Cougs start summer workouts; eye on red zone
ALEX BRINK (file photo)
ALEX BRINK (file photo)
Cougfan.com Correspondent
Posted Jun 8, 2007


PULLMAN -- Cougar football players took the field Thursday for the first skeleton drills of the voluntary summer workout season, and a pair of tight ends came away with rave reviews. Between now and late July the Cougs will be running and lifting, plus waging war on the turf with skelly -- 7-on-7, no-linemen -- drills. The aim is to be strong, fast and in sync when fall camp starts August 3.

All four Cougar quarterbacks -- Alex Brink, Gary Rogers, Cole Morgan and Kevin Lopina -- were filling the air on Thursday, with a full complement of receivers and tight ends running basic routes.

JC transfer Devin Frischknecht, currently the No. 3 tight end on the depth chart behind Jed Collins and Ben Woodard, impressed teammates with a nifty juggling catch of a Brink pass. Collins, not to be outdone, then reeled in a nice one-handed catch from Morgan. Collins followed that up a little later with an oh-so-sweet juke on safety Xavier Hicks that left teammates howling in amazement.

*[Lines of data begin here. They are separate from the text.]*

PR #2058, opened 2025-01-15
[Paywalls V2] Handles intro offer eligibility overrides

JayShortway:
## Description
Intro offer eligibility was not properly hooked up yet to the override system, and it was using the iOS concept of at most being eligible for a single offer. This PR ensures the offer eligibility follows the Android model of potentially being eligible for multiple offers, and hooks it up to the override system. 

A bunch of the added lines are tests.

PR #3036, opened 2026-01-21
Make sure countdown component works when there's no package context

vegaro:
Makes the countdown component independent from package context, allowing countdown variables to be processed even when no package is available. It's an edge case but it can happen easily in unpublished paywalls.

Adds countdown previews to CountdownComponentView for both running and times-up states and also tests

### DIFF
--- a/ui/revenuecatui/src/test/kotlin/com/revenuecat/purchases/ui/revenuecatui/components/text/TextComponentViewTests.kt
+++ b/ui/revenuecatui/src/test/kotlin/com/revenuecat/purchases/ui/revenuecatui/components/text/TextComponentViewTests.kt
@@ -994,10 +994,8 @@ class TextComponentViewTests {
         // Assert
         // The countdown variables should be processed, not shown as raw placeholders
         // If the bug exists, we'd see "{{ count_days_without_zero }}d {{ count_hours_without_zero }}h"
-        // With the fix, we'd see something like "1d 23h" (approximately 2 days from now)
         val node = onNodeWithTag("countdown_text").onChild()
 
-        // Get the actual text and verify it doesn't contain raw variable placeholders
         val actualText = node.fetchSemanticsNode().config
             .first { it.key.name == "Text" }
             .value
@@ -1005,7 +1003,6 @@ class TextComponentViewTests {
 
         assertThat(actualText).doesNotContain("{{")
         assertThat(actualText).doesNotContain("}}")
-        // Should contain something like "1d 23h" - verify it has numbers
         assertThat(actualText).containsPattern("\\d+d \\d+h")
     }
 


ui/revenuecatui/src/main/kotlin/com/revenuecat/purchases/ui/revenuecatui/components/text/TextComponentView.kt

The fine work by the tight ends follows sterling comments about them last week by offensive coordinator Mike Levenseller. At the King County Cougar Golf Classic co-sponsored by Cougfan.com, he told CF.C that the tight end position, which is critical to the Cougs' red zone offense, was a worry entering spring workouts in March. But after a stellar spring showing, he believes TE will be a definitive team strength. Collins, Woodard, Frischknecht, Trevor Mooney and Tony Thompson all have what it takes to perform at a high level.

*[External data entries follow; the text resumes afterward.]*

PR #3038, opened 2026-01-21
Support the Galaxy Store in the Purchase Tester App

fire-at-will:
### Description
This PR adds basic support for the Galaxy Store to the purchase tester app. Specifically, the PR:
- Bumps the purchase tester's minSDK version to 23
- Always declares a dependency on the `feature/galaxy` module
- Conditionally includes the Samsung IAP SDK in the classpath if the Samsung IAP SDK AAR is found in the repo root's `libs/` directory or the purchase tester app's `libs/` directory
- Adds a radio button to the configuration screen to allow the user to select the Galaxy Store. When the Galaxy radio option is selected, a message appears reminding the user to include the Samsung SDK and reminding them that Galaxy sandbox only works on physical Samsung devices

Screenshot 2026-01-21 at 4 49 39 PM

Product changes aren't supported yet - we'll add support for that in a future PR once the Galaxy product change APIs are solidified.

### DIFF
--- a/examples/purchase-tester/src/main/java/com/revenuecat/purchasetester/ConfigureFragment.kt
+++ b/examples/purchase-tester/src/main/java/com/revenuecat/purchasetester/ConfigureFragment.kt
@@ -241,7 +241,7 @@ class ConfigureFragment : Fragment() {
                     java.lang.Enum.valueOf(modeClass as Class<out Enum<*>>, "TEST")
                 val method = builderClass.getMethod("galaxyBillingMode", modeClass)
                 method.invoke(builder, testMode)
-            } catch (e: Exception) {
+            } catch (e: ReflectiveOperationException) {
                 Log.e("PurchaseTester", "Failed to set Galaxy billing mode via reflection.", e)
                 Toast.makeText(
                     context,


examples/purchase-tester/src/main/java/com/revenuecat/purchasetester/ConfigureFragment.kt
```diff
@@ -176,6 +194,50 @@ class ConfigureFragment : Fragment() {
...
+            // and settings.gradle.kts conditionally includes the module.
+            val builderClass =
+                Class.forName("com.revenuecat.purchases.galaxy.GalaxyConfiguration\$Builder")
+            val constructor = builderClass.getConstructor(Context::class.java, String::class.java)
+            val builder = constructor.newInstance(context, apiKey) as PurchasesConfiguration.Builder
+            try {
+                val modeClass = Class.forName("com.revenuecat.purchases.galaxy.GalaxyBillingMode")
+                @Suppress("UNCHECKED_CAST")
+                val testMode =
+                    java.lang.Enum.valueOf(modeClass as Class<out Enum<*>>, "TEST")
```
tonidero, line 241: We could import `java.lang.Enum` here :)

tonidero: I do wonder if we want to support the different modes in purchase tester... But I think it's ok to keep it like this for now.

tonidero (approved):
One thing that we are not supporting is Galaxy replacement modes, since we only pass Google's right now AFAIK... But I guess it can come in a separate PR.

examples/purchase-tester/src/main/java/com/revenuecat/purchasetester/ConfigureFragment.kt
fire-at-will: > We could import java.lang.Enum here :)
The reason we have to do some sort of import is that the default `Enum` value is `kotlin.Enum`, which we can't use because there's no equivalent to the `valueOf()` function for the Kotlin enum. We could import with a typealias, but I don't know if that's any clearer.

As for supporting the different modes...the only ones that we might want to use are `TEST` and `ALWAYS_FAIL`, since production doesn't work in sandbox. I'll keep it as is for now :)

Last season, Levenseller noted, the Cougars' proficiency in the red zone was outstanding until injuries at tight end mounted, starting with the Oregon State game. From then on, red zone production dropped. He doesn't foresee a replay of that in 2007 given what truly is unprecedented tight end depth. In fact, the Cougars are so stacked at the position that Mooney, a redshirt freshman last season, is No. 5 on the depth chart -- yet forecast by tight ends Greg Peterson to one day be a Pac-10 star.

Frischknecht, who enrolled in January after catching 54 passes last season for Snow College, is perhaps the most intriguing face in the group. He was a wide receiver as a JC freshman but grew to 6-3, 250 pounds and was moved to tight end a year ago. His pass catching skills are outstanding because of that history as a receiver.

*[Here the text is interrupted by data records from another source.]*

PR #3040, opened 2026-01-22
Finish activities instead of crashing when not launched through SDK

ajpallares:
### Motivation

Google Play automated testing can launch our activities directly. Because these activities are only meant to be launched internally by the SDK, we implemented a crash in these situations (see #2974). However, these crashes show up in developer crash reporting tools, even though they don't affect real users.

Instead of crashing, we prefer to finish the activity with a log explaining the issue.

BRINK, THE SENIOR co-captain and reigning second-team All-Pac-10 quarterback, said the emphasis in summer drills will be narrowly focused.

“I think the biggest thing, offensively, we’ll do a lot of stuff with the wide receivers and tight ends and work in the red zone, as well as with our timing,” he said.

“The work is structured the same (as last summer), but we’ll do more stuff together with the defense,” Brink stated. “We’re working on cohesion as a team.”

Asked who he thought could have a breakout season, Brink was quick to say, “I think Brandon Gibson has obviously played a large part and I expect him to continue where he left off. Jed Collins is another player. He’ll have a more important role now that Cody (Boyd) is gone.”

Gibson, a junior from Puyallup, caught 49 passes last season -- sixth-most in the conference -- but worked in the shadow of star senior Jason Hill, who is now doing his thing for the San Francisco 49ers.

Senior safety Husain Abdullah, the defensive captain, echoed Brink's comments about team unity.

“We set some goals,” said the three-year starter. “We’re going to bond together, trust each other and get closer to one another off the field.”

He pointed to fifth-year safety Christian Bass as someone Cougar fans should keep an eye one. Bass came out of the spring season as No. 1 at Frampton's old post at strong safety.

“He doesn’t get a lot of credit to how good he is since he’s played behind myself and Eric Frampton,” Abdullah said.

Linemen don't partake in skelly drills, but when not lifting or running are devouring film and working on their footwork and techniques.

N0TABLE NOTE:
* Brink is a lock as the No. 1 quarterback and Rogers is No. 2, but the No. 3 spot figures to be a battle royale between Morgan and Lopina, Levenseller said last week. Lopina, a former Kansas State player, missed much of the spring with a bad hamstring so Morgan won the No. 3 slot by default. Incoming freshman Marshall Lobbestael of Oak Harbor will join the fray this fall and then in January, Levenseller's son J.T. Levenseller, who is grayshirting, will be in the fold as well.